Although caudal appendages are relatively rare, they are relatively straightforward to treat and removal should cause minimal trauma to patients. Indeed, this operation may even be less invasive than performing a coccyxectomy (the removal of the coccyx). Surgical treatment entails both the removal and correction of the pseudotail. These patients should undergo an MRI study to confirm the presence of a tethered spinal chord and assess for additional areas of pathology such as spondylolysis or herniated discs that require surgical correction. But sometimes children with pseudotails refuse to have them removed due to cultural beliefs or fear of rejection. In such instances, it is vitally important that education and information regarding these anomalies is provided so they can be accurately diagnosed and treated.
As tadpoles develop into frogs, they usually shed their tails. But sometimes tadpoles may retain this feature and use it for stability in the water or to tap nutrients stored there – much like monkeys who hang from branches by using their tails as swings! This strategy may help tadpoles survive predators in environments with frequent predation.
One study by scientists involved surgically manipulating the depth of Hyla versicolor tadpole tail fins to study their effect on swimming performance and survival rates in captive Hyla versicolor tadpoles.
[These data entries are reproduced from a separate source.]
PR #51, opened 2023-02-13
[V - Non-Rule] Rule-specific testing

Ghesselink:
There are many files at the moment (78 in a newly developed branch) and there is no good integration (as far as I know) between behave in the command line and gherkin. 
This functionality allows to test for specific rules (e.g. 'alb001, 'alb002') as well as categories (e.g. 'alb') just by running 'pytest -sv'

### DIFF
--- a/test/test_main.py
+++ b/test/test_main.py
@@ -15,14 +15,33 @@ except ImportError:
 rule_code_pattern = re.compile(r"^[a-zA-Z]{3}\d{3}$")
 rule_codes = list(filter(lambda arg: rule_code_pattern.match(arg), sys.argv[1:]))
 
-test_files = []
-for code in rule_codes:
-    paths = glob.glob(os.path.join(os.path.dirname(__file__), "files/", code.lower(), "*.ifc"))
-    if not paths:
-        print(f"No IFC files were found for the following rule code: {code}. Please provide test files or verify the input.")
-    test_files.extend(paths)
+def get_test_files():
+    """
+    Option -> Example
+    Test files for a rule -> 'python3 test_main.py alb001'
+    Also applies for multiple rules -> 'python3 test_main.py alb001 alb002'
+    Test files for a single file -> 'python3 test_main.py <path>.ifc
+    Also applies for multiple files -> 'python3 test_main.py <path1>.ifc <path2>.ifc'
+    Codes and rules can also be combined -> 'python3 test_main.py alb001 <path>.ifc'
+    """
+    rule_code_pattern = re.compile(r"^[a-zA-Z]{3}\d{3}$")
+    rule_codes = list(filter(lambda arg: rule_code_pattern.match(arg), sys.argv[1:]))
 
-@pytest.mark.parametrize("filename", test_files)
+    test_files = []
+    for code in rule_codes:
+        paths = glob.glob(os.path.join(os.path.dirname(__file__), "files/", code.lower(), "*.ifc"))
+        if not paths:
+            print(f"No IFC files were found for the following rule code: {code}. Please provide test files or verify the input.")
+        test_files.extend(paths)
+
+    file_pattern =  r".*\.ifc(\')?$" #matches ".ifc" and "ifc'"
+    test_files.extend([s.strip("'") for s in sys.argv if re.match(file_pattern, s)])
+
+    if not test_files: # for example, with 'pytest -sv'
+        test_files = glob.glob(os.path.join(os.path.dirname(__file__), "files/**/*.ifc"), recursive=True)
+    return test_files
+
+@pytest.mark.parametrize("filename", get_test_files())
 def test_invocation(filename):
     results = list(run(filename))
     base = os.path.basename(filename)
--- a/test/test_main.py
+++ b/test/test_main.py
@@ -11,7 +11,15 @@ except ImportError:
     sys.path.insert(0, os.path.join(os.path.dirname(__file__), '..'))
     from main import run
 
+
 test_files = glob.glob(os.path.join(os.path.dirname(__file__), "files/**/*.ifc"), recursive=True)
+
+# test only for specific rule(s)
+DEVELOPMENT = os.environ.get('environment', 'production').lower() == 'development'
+if DEVELOPMENT:
+    test_rules = ['alb001', 'alb002'] # can also be modified to, for example, 'alb' if all the rules of a category should be tested
+    test_files = [test_file for test_file in test_files if any(x in test_file.lower() for x in test_rules)]
+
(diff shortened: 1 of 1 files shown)


aothms:
Instead of hardcoding this I'd rather look for a way to supply this as a command line argument (`python test_main.py alb`). See for inspiration: https://github.com/IfcOpenShell/IfcOpenShell/blob/v0.7.0/src/ifcopenshell-python/test/test_rules.py#L15 Also see Jakub's earlier PR https://github.com/buildingSMART/ifc-gherkin-rules/pull/39

Ghesselink:
It's now possible with a command line argument (e.g. `python test_main.py alb`, but also multple arguments as in `python test_main.py alb002 alb003`)

```
test_for_rules = any(re.match(r"^[a-zA-Z]{3}\d{3}$", arg) for arg in sys.argv[1:])
test_files = [fn for fn in glob.glob(os.path.join(os.path.dirname(__file__), 
                "files/**/*.ifc"), recursive=True) if len(sys.argv) < 2 or any(x in fn.lower() for x in sys.argv[1:]) or not test_for_rules]
```

test/test_main.py
```diff
@@ -11,7 +12,10 @@
     sys.path.insert(0, os.path.join(os.path.dirname(__file__), '..'))
     from main import run
 
-test_files = glob.glob(os.path.join(os.path.dirname(__file__), "files/**/*.ifc"), recursive=True)
+test_for_rules = any(re.match(r"^[a-zA-Z]{3}\d{3}$", arg) for arg in sys.argv[1:])
+test_files = [fn for fn in glob.glob(os.path.join(os.path.dirname(__file__),
```
aothms, line 16: I still find it a bit confusing:

- `test_for_rules`: why is this a boolean, why not do `filter()` instead of `any()` to filter out all non-rule code argv and use them below
- the regex is lower or upper case but by doing `x in fn.lower()` actually an uppercase argument will not work
- some of the rule codes such as `alb` will arbitrarily match word fragments such as `albino` which will be rather confusing. Test files are in separate directories so why not filter only on that directory name instead of entire file path?

aothms (changes requested):

test/test_main.py
Ghesselink: It's modified in https://github.com/buildingSMART/ifc-gherkin-rules/pull/51/commits/377f4e65b7fc0fb5f023b74dc4e07c37180a327f

> why is this a boolean, why not do filter() instead of any() to filter out all non-rule code argv and use them below

Done.

> some of the rule codes such as alb will arbitrarily match word fragments such as albino which will be rather confusing. Test files are in separate directories so why not filter only on that directory name instead of entire file path?

Done. 

> the regex is lower or upper case but by doing x in fn.lower() actually an uppercase argument will not work

The aim was to also allow for uppercase input, such as `'Alb001'` or` 'ALB001' `instead of `'alb001'` It should be good now: the regex match will still allow for this uppercase and it later converts into lowercases to match the folder name (which are always in lowercases, such as in 'alb001'). 

Furthermore, there is a warning added in the case there is someone wants to test a non-existing rule code (e.g. `'alb005'`). This could be either a typo or it could mean that there are no test files added yet (or something else even). Nothing too spectecular, but it might help someone writing rules and testing it locally.

test/test_main.py
```diff
@@ -11,8 +12,36 @@
     sys.path.insert(0, os.path.join(os.path.dirname(__file__), '..'))
     from main import run
 
-test_files = glob.glob(os.path.join(os.path.dirname(__file__), "files/**/*.ifc"), recursive=True)
-@pytest.mark.parametrize("filename", test_files)
+rule_code_pattern = re.compile(r"^[a-zA-Z]{3}\d{3}$")
```
aothms, line 15: You have `rule_code_pattern` and `rule_codes` duplicated in the function body on line 27.

test/test_main.py
```diff
@@ -11,8 +12,36 @@
...
+    """
+    Option -> Example
+    Test files for a rule -> 'python3 test_main.py alb001'
+    Also applies for multiple rules -> 'python3 test_main.py alb001 alb002'
+    Test files for a single file -> 'python3 test_main.py <path>.ifc
+    Also applies for multiple files -> 'python3 test_main.py <path1>.ifc <path2>.ifc'
+    Codes and rules can also be combined -> 'python3 test_main.py alb001 <path>.ifc'
+    """
+    rule_code_pattern = re.compile(r"^[a-zA-Z]{3}\d{3}$")
+    rule_codes = list(filter(lambda arg: rule_code_pattern.match(arg), sys.argv[1:]))
```
aothms, line 28: Instead of blindly taking sys.argv I would filter out all the "flags" e.g `-sv` 

```suggestion
    rule_codes = list(filter(lambda arg: rule_code_pattern.match(arg), [a for a in sys.argv[1:] if not a.startswith('-')]))
```

test/test_main.py
```diff
@@ -11,8 +12,36 @@
...
+    for code in rule_codes:
+        paths = glob.glob(os.path.join(os.path.dirname(__file__), "files/", code.lower(), "*.ifc"))
+        if not paths:
+            print(f"No IFC files were found for the following rule code: {code}. Please provide test files or verify the input.")
+        test_files.extend(paths)
+
+    file_pattern =  r".*\.ifc(\')?$" #matches ".ifc" and "ifc'"
+    test_files.extend([s.strip("'") for s in sys.argv if re.match(file_pattern, s)])
+
+    if not test_files: # for example, with 'pytest -sv'
```
aothms, line 40: Instead of deciding for running all tests at the end on empty `test_files`, I would decide for this based on an empty `[a for a in sys.argv[1:] if not a.startswith('-')]`. That way, running with an non-existant rule code will run nothing instead of everything.

test/test_main.py
```diff
@@ -11,8 +12,36 @@
...
+
+def get_test_files():
+    """
+    Option -> Example
+    Test files for a rule -> 'python3 test_main.py alb001'
+    Also applies for multiple rules -> 'python3 test_main.py alb001 alb002'
+    Test files for a single file -> 'python3 test_main.py <path>.ifc
+    Also applies for multiple files -> 'python3 test_main.py <path1>.ifc <path2>.ifc'
+    Codes and rules can also be combined -> 'python3 test_main.py alb001 <path>.ifc'
+    """
```
aothms, line 26: I think we need to test that an argument is either a valid rule code or an existing IFC file. In other cases we should do nothing and throw a big error. Otherwise it's easy to think you have ran the tests while you actually did nothing because you misttyped a filename.

aothms (changes requested):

While maximum speed and time to travel 2.5 cm did not differ between groups, those with deeper tail fins did have reduced survival odds after being attacked by fish or dragonfly larvae, leading researchers to theorize that such plasticity promotes adaptive fitness by changing with their environment.
Researchers conducted by another group discovered that relative depth of tadpole fin, rather than length, predicted its burst swimming speed. Their results support their theory that relatively deep tails of predator-induced tadpoles help avoid predation in two ways: either by diverting predator strikes away from vulnerable areas such as head and body regions or by improving performance during burst swim phase.
The team created predator stress by placing tadpoles in a tank with caged dragonfly larvae and measuring corticosterone levels (similar to human cortisol), which increased when under potential predation threat. They then used corticosterone-infused culture dishes to grow disembodied tadpole tails–sure enough, these tails became bigger with time!
However, these changes did not hinder the tadpoles’ abilities to hide from simulated dragonfly larvae or absorb water or forage effectively. Furthermore, canonical correlation analysis was employed by researchers to examine whether there was any direct relationship between morphology and swimming speed of each individual tadpole and swimming speed or whether their deeper tails allowed them to absorb more water or forage more effectively than shallower ones. Finally, even without tails attached, they still survived and thrived in their new environments.